Does Your Smartphone Come Contaminated With Malware Out of the Box?

The report from security company G DATA has to frighten you: the company claimed it has found malware pre-installed on new smartphones.  Some 24 phones were found to be contaminated or were strongly suspected of infection. Included were phones from Xiaomi, Huawei, and Lenovo.

What that means is a user could have practiced absolutely safe mobile phone ownership. Indeed, maybe the user never added a single app to the phone. But still the device packs a toxic payload, out of the box.

The payload is nasty. According to G DATA, “The secret add-on functions are wide-ranging….The app can access the Internet, read and send SMS, subsequently install apps, see, store and amend call data and data about the smartphone, access the contact list, obtain location data and monitor app updates. These permissions enable extensive misuse: location detection, listening to and recording telephone calls or conversations, making purchases, bank fraud or sending premium SMS. The possibilities are almost endless.”

Read that again.  What G DATA is saying is that whoever the control is – and control is not identified in this report – owns that user.  The user’s money can be stolen. His contacts harassed. His privacy shredded.

This really is a worst case scenario and – again – what’s cruelest is that the user essentially had no possible defense against it. Just buying the phone – new, in the box – was mistake enough.

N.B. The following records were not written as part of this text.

PR #94, opened 2018-01-03
Add bspline to fitting

profxj:
Mainly a wrapper to scipy.interpolate routines.
Integrated within the func_fits(), iter_fit(),
and func_val() methods.

Includes new tests.

Passing on my machine but failing coverage
test on Travis for unclear reasons.

### DIFF
--- a/.travis.yml
+++ b/.travis.yml
@@ -83,6 +83,7 @@ before_install:
 install:
     - if [[ $MAIN_CMD == 'pycodestyle' ]]; then pip install pycodestyle; fi
     - if [[ $SETUP_CMD == build_sphinx* ]]; then pip install Sphinx; fi
+    - if [[ $SETUP_CMD == build_sphinx* ]]; then pip install scipy; fi  # Ugly kludge by JXP
     - if [[ $MAIN_CMD == 'coverage' ]]; then pip install coverage coveralls; fi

“It happens somewhere in the supply chain,” said Andy Hayter, security evangelist for G DATA.  “There’s not a lot of security in that supply chain.”

In every case the phones were made by Chinese manufacturers, none of which is widely distributed outside Asia. But that is slim comfort because of course the iPhone is made in China. So are many Samsung Galaxy S6s.

G DATA loudly stressed that it does not believe the manufacturer whose name is on the phone has anything to do with loading the device with bad software.  The report noted: “The G DATA security experts are certain that the manufacturers are not the perpetrators in the majority of cases. Renowned companies will not risk their reputation by distributing malware in the firmware.”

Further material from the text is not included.